Aminoacyl-tRNA synthetase transfers the activated amino acid to the 3' end of the correct tRNA.
Each tRNA has a CCA nucleotide sequence where the amino acid binds.
The high-energy aminoacyl-tRNA bond supplies the energy to create a peptide bond during translation.

rRNA is synthesized in the nucleolus.
rRNA functions as part of the ribosomal machinery during protein assembly in the cytoplasm.
Many rRNA molecules function as ribozymes (enzymes made of RNA molecules).
rRNA helps catalyze the formation of peptide bonds and is important in splicing out its own introns within the nucleus.

A codon is a three-letter unit that is translated into an amino acid.
Genetic code tables help determine the amino acid translated from each mRNA codon.
Each codon consists of three bases, resulting in 64 possible codons.
Codons are written in the 5' to 3' direction.
The code is unambiguous: each codon specifies only one amino acid.
61 codons code for amino acids; 3 codons encode for termination of translation.
The genetic code is universal across species.
During translation, the mRNA codon is recognized by a complementary anticodon on tRNA.
The anticodon sequence allows tRNA to pair with the codon in mRNA in an antiparallel orientation.
For example, the aminoacyl-tRNA Ile (isoleucine) has an anticodon sequence 5'-GAU-3', pairing with the isoleucine codon 5'-AUC-3'.
Every preprocessed eukaryotic protein starts with methionine, and the codon for methionine (AUG) is the start codon.
Three codons (UGA, UAA, and UAG) encode for termination of protein translation; no charged tRNA molecules recognize these codons.

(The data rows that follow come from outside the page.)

Issue #5097, opened 2026-08-26
Nothing ships the emitted telemetry mirror to the benchmarks database over SSM


macanderson:
## Problem

`bench/telemetry_store/mirror.py` (#4614) emits the SQL that copies a local
telemetry store into the `benchmarks` database on `oxagen-data-postgres-1`
(instance `i-023d002d6e44f8f84`), plus a manifest of expected row counts and
the durable-side count queries to check them against. Nothing ships it.

Three functions in that module have no caller yet and this issue is what wires
them:

- `emit(conn, run_ids, source)` — the appliable transaction,
- `verification_sql(run_ids)` / `manifest(conn, run_ids, source)` — the two
  halves of the verify step,
- `mark_migrated(conn, run_ids, source)` — the local stamp, which must run
  **only after** the verify agrees.

#4614 named `arenabench/scripts/mirror-experiments.sh` as the template. It left
this repository with the ejection to `macanderson/arenabench` (#4642), so the
wrapper is being written rather than generalized; its shape survives only in
the other repo.

## What done looks like

A script (`bench/telemetry_store/ship-mirror.sh`, or a subcommand of an
existing one) that:

1. runs `mirror.py --db <local> --run <tag> --out mirror.sql --manifest
   mirror.json --verification verify.sql`;
2. gzips and base64-chunks `mirror.sql`, sends the chunks over
   `aws ssm send-command` (no open database port — that is the whole reason
   this is SQL text and not a connection), reassembles on the instance, and
   applies it inside the container with `psql -1`;
3. runs `verify.sql` on the durable side and compares its counts against
   `mirror.json`;
4. **only then** calls `mark_migrated` against the local database.

Steps 3 and 4 in that order are the constraint #4614 states and the one thing
this must not get wrong: marking local rows for a mirror that did not land is
how evidence gets deleted.

## Measure before assuming a chunk size

`mirror.py` prints the emitted byte count to stderr for exactly this. One
ingested 89-task run holds tens of thousands of `events` rows; the SSM
send-command payload limit is far below that, so the chunking is required, not
optional. Record the measured size for a real run in the script's header rather
than picking a chunk count by feel.

## Needs

AWS access to account 578673726240 with `ssm:SendCommand` on
`i-023d002d6e44f8f84`, and the `benchmarks` database credentials as they are
held on the instance. Neither is available to CI, so the wrapper is tested by
hand and the pytest suite stays on `mirror.py`'s emitted text — which is
[...]

PR #5099, opened 2026-08-26
feat(bench): emit the SQL that mirrors a telemetry store into the durable one

### LINKED ISSUE #4614: Nothing copies Terminal-Bench run databases into the benchmarks database yet

macanderson:
`runs.migrated` and `runs.migration_source` were scaffolding: nothing pushed a
local telemetry SQLite file into the `benchmarks` database. `mirror.py` emits
the SQL that does.

Closes #4614

## Shape

It emits an appliable transaction rather than opening a connection. The durable
store sits behind SSM on a private instance with no open database port, so a
text file is what fits through — and the same text applies to a scratch SQLite
database, which is how the idempotency test runs with no cloud at all.

```
mirror.py --db bench.db [--run TAG ...] [--out mirror.sql]
          [--manifest mirror.json] [--verification verify.sql]
```

All nine tables, parents first: `runs` -> `trials` -> `events`, `tool_calls`,
`verifier_tests`, `artifacts`, `step_grades`, `turn_grades`,
`execution_grades`. Column names come from `PRAGMA table_info`, so the emitter
follows the schema instead of carrying a second copy of it to drift.

Each rule the emitted SQL keeps has a test:

- **Portable on both engines.** No `AUTOINCREMENT`, no boolean literals, no
  `JSONB` — `schema.sql`'s own header, held by the rows as well as the DDL.
  Strings double their single quotes and nothing else, because PostgreSQL runs
  with `standard_conforming_strings` on.
- **Idempotent.** Every primary key is an ingester-supplied id, so
  `ON CONFLICT DO NOTHING` makes a second apply a no-op.
- **The durable copy is the record.** A run already there keeps its row; the
  provenance stamp is a trailing `UPDATE` for exactly that reason, so it lands
  on a row the INSERT declined.
- **Children after parents**, verified with foreign keys on.
- **One transaction**, so a half-applied mirror is not orphan rows.
- **Nothing is coerced.** An infinity or a NUL byte raises
  `UnmirrorableValue`. Writing NaN as NULL or dropping the NUL would change the
  data on the durable side while looking exactly like a clean mirror, and the
  durable copy is the one that outlives the machine it can be checked against.
- **Verify before mark.** `manifest` says what the durable side must hold;
  `verification_sql` asks it; `mark_migrated` stamps the local rows and is a
  separate function from `emit` so the ordering cannot be got wrong by
  accident. A test asserts `emit` leaves the local store untouched.

## Not in this PR

**The SSM shipping wrapper — #5097.** #4614 named
`arenabench/scripts/mirror-experiments.sh` as the template; it left this
repository with the ejection to `macanderson/arenabench` (#4642), so the
wrapper is being written rather than generalized, and it needs
`ssm:SendCommand` on `i-023d002d6e44f8f84` plus the instance's database
credentials — neither available to CI. #5097 carries the full handoff,
including the verify-then-mark ordering and the chunking, and it is what calls
`mark_migrated`.

On the chunking: #4614 asks for the size to be measured rather than assumed, so
`mirror.py` prints the emitted byte count to stderr. It does not pick a chunk
size, because nothing here has shipped a real run yet and a number chosen by
feel would read like a measurement.

## Witness

`bench/telemetry_store/tests/test_mirror.py`. It fails on `main` at import
(`mirror.py` does not exist there), so two ablations against the new code, each
making the answer **wrong** rather than raising.

**1. `INSERT OR REPLACE` instead of `ON CONFLICT DO NOTHING`** — the mirror
starts overwriting the durable side with the working set:

```
        notes, migrated, source = durable.execute(
            "SELECT notes, migrated, migration_source FROM runs"
        ).fetchone()
>       assert notes == "the durable one"
E       AssertionError: assert None == 'the durable one'

FAILED ...::test_a_run_already_on_the_durable_side_keeps_its_row_and_still_gets_stamped
1 failed, 15 deselected
```

**2. The provenance stamp folded into the INSERT** (the trailing `UPDATE`
removed) — a run the INSERT declined now records no source at all:

```
E       AssertionError: assert (0, None) == (1, 'Mac@local')
FAILED ...::test_the_durable_side_records_where_the_copy_came_from
FAILED ...::test_a_run_already_on_the_durable_side_keeps_its_row_and_still_gets_stamped
2 failed, 14 deselected
```

Restored, all green:

```
27 passed in 0.23s
```

## Coverage

`bench.yml`'s scope filter matches `^bench/` and its `telemetry_store — pytest`
step runs `bench/telemetry_store/tests`, so this diff runs the suite on CI.
`make guards-fast` is clean locally; no baseline was raised.

## Deleted tests

None.

## New dependencies

None — `mirror.py` is standard library plus `ingest.connect`, so the suite
still runs with `--no-project`.

## Summary by Sourcery

Emit an idempotent, verifiable SQL mirror of local telemetry stores for transfer to the durable benchmark database.

New Features:
- Add a CLI that emits portable SQL transactions for mirroring selected or all telemetry runs across the nine telemetry tables.
- Generate manifests and durable-side verification queries to support verify-before-mark migration workflows.

Enhancements:
- Make mirroring idempotent, preserve existing durable rows, record migration provenance, maintain parent-before-child ordering, and reject values that cannot be represented without data loss.
- Derive emitted column lists from the local schema and report the generated SQL size for future transport planning.

Tests:
- Add comprehensive SQLite integration coverage for idempotency, foreign-key ordering, run selection, verification, portability, escaping, unsupported values, schema coverage, and migration marking.

### DIFF
--- a/bench/telemetry_store/mirror.py
+++ b/bench/telemetry_store/mirror.py
@@ -1,0 +1,317 @@
+"""Emit the SQL that copies a local telemetry store into the durable one.
+
+Usage:
+    python3 mirror.py --db bench.db [--run TAG ...] [--out mirror.sql]
+        [--manifest mirror.json] [--source Mac@local]
+
+`schema.sql` says the local SQLite copy is the working set and the Postgres
+copy is the durable one, and `runs.migrated` / `runs.migration_source` record
+which is which. This is the half that moves the rows.
+
+It emits SQL rather than opening a connection, so the transport is somebody
+else's problem: the durable store sits behind SSM on a private instance with no
+open database port, and a text file is what fits through that. The same text
+applies to a scratch SQLite database, which is how the idempotency test runs
+with no cloud at all.
+
+## The rules the emitted SQL keeps
+
+* **Valid on SQLite and PostgreSQL**, per `schema.sql`'s own header: no
+  `AUTOINCREMENT`, no boolean literals, no `JSONB`. Only two syntaxes here are
+  not ancient — `ON CONFLICT DO NOTHING` (SQLite 3.24+, PostgreSQL 9.5+) and
+  nothing else.
+* **Idempotent.** Every primary key in this schema is an id the ingester
+  supplied, so re-applying the same file inserts nothing a second time. A run
+  already on the durable side keeps the row it has; this never overwrites one,
+  because the local copy is the working set and the durable copy is the
+  record.
+* **Children after parents**, so the foreign keys hold on the way in:
+  `runs` -> `trials` -> everything keyed off a trial.
+* **One transaction.** A half-applied mirror is orphan rows, so the file opens
+  `BEGIN` and closes `COMMIT`.
+* **Verify before mark.** The stamp of `migrated = 1` / `migration_source` is
+  an `UPDATE` at the end of the durable-side transaction, after every row it
+  vouches for. The *local* rows are marked by whoever ships this file, and only
+  after comparing the durable side's counts against the manifest — see
+  `verification_sql` and `SHIPPING_GAP`.
+
+## What it does not do
+
+Ship anything. The SSM wrapper that gzips this, chunks it, sends it, runs
+`verification_sql`, compares the manifest and only then marks the local rows is
+`SHIPPING_GAP`. The template named for it in #4614
+(`arenabench/scripts/mirror-experiments.sh`) left this repository with the
+ejection to `macanderson/arenabench` (#4642), so it is being written rather
+than generalized.
+"""
+
+from __future__ import annotations
+
+import argparse
+import json
+import math
+import socket
+import sys
+
+from ingest import connect, now
+
+# Where the SSM shipping wrapper is being written.
+SHIPPING_GAP = "#5097"
+
+# Every table this mirror carries, parents first. The order is the foreign-key
+# order and is what makes the emitted file appliable in one pass; `runs` is
+# handled apart from the rest because it also takes the migration stamp.
+PARENT_TABLE = "runs"
+CHILD_TABLES = (
+    "trials",
+    "events",
+    "tool_calls",
+    "verifier_tests",
+    "artifacts",
+    "step_grades",
+    "turn_grades",
+    "execution_grades",
+)
+ALL_TABLES = (PARENT_TABLE, *CHILD_TABLES)
+
+# How each table is narrowed to the selected runs. `trials` is the join every
+# other child reaches `runs` through, and `execution_grades` carries `run_id`
+# of its own, but going through `trials` for all of them keeps one predicate to
+# reason about rather than two.
+_RUN_PREDICATE = {
+    "runs": "run_id IN ({placeholders})",
+    "trials": "run_id IN ({placeholders})",
+}
+_TRIAL_PREDICATE = (
+    "trial_id IN (SELECT trial_id FROM trials WHERE run_id IN ({placeholders}))"
+)
+
+
+class UnmirrorableValue(ValueError):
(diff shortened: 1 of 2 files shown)


macanderson:
Answering the one `❌` row in Sourcery's assessment table.

**"Provide an SSM shipping wrapper."** Correctly out of scope for this PR, and
filed as #5097 with the full handoff rather than left as a gap.

Three reasons it is not here:

1. **It needs credentials CI cannot have** — `ssm:SendCommand` on
   `i-023d002d6e44f8f84` in account 578673726240, plus the `benchmarks`
   database credentials held on that instance. A wrapper written against
   neither could not be run, tested, or shown to work, which is what shipping
   it in this PR would amount to.
2. **The template named for it is gone.** #4614 says to generalize
   `arenabench/scripts/mirror-experiments.sh`; that file left this repository
   with the ejection to `macanderson/arenabench` (#4642). Its shape survives
   only in the other repo, so the wrapper is being written rather than
   generalized — a bigger piece of work than the emitter it wraps.
3. **The chunk size has to be measured, not chosen.** #4614 says so explicitly.
   Nothing here has shipped a real run yet, so `mirror.py` prints the emitted
   byte count to stderr and stops there. Picking a chunk count now would read
   like a measurement.

What this PR does ship is everything the wrapper needs and nothing it has to
guess: `emit` (the appliable transaction), `manifest` (what the durable side
must hold), `verification_sql` (how to ask it), and `mark_migrated` — kept as a
separate function from `emit` precisely so the verify-before-mark ordering
cannot be got wrong by accident, with a test asserting `emit` leaves the local
store's `migrated`/`migration_source` untouched. #5097 names those four
functions as its wiring list.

The genetic code is degenerate because more than one codon can specify a single amino acid.
All amino acids except methionine and tryptophan are encoded by multiple codons.
For amino acids with multiple codons, the first two bases are usually the same, and the third base varies.
The variable third base in the codon is called the wobble position.
Wobble protects against mutations in the codon region of DNA.
Mutations in the wobble position are often silent or degenerate, with no effect on amino acid expression.
For example, glycine requires only the first two nucleotides of the codon to be GG; the third nucleotide can be A, C, G, or U without changing the amino acid.

A point mutation occurs when one nucleotide in a codon is changed.
Expressed point mutations can affect the primary amino acid sequence of the protein.
Expressed point mutations are categorized as:
- Missense mutation: where one amino acid substitutes for another.
- Nonsense mutation: where the codon encodes for a premature stop codon (truncation mutation).

The three nucleotides of a codon are referred to as the reading frame.
A frameshift mutation occurs when nucleotides are added to or deleted from the mRNA sequence.
Insertion or deletion of nucleotides shifts the reading frame, resulting in changes in the amino acid sequence or premature truncation of the protein.
The effects of frameshift mutations are typically more serious than point mutations, depending on where the mutation occurs within the DNA sequence.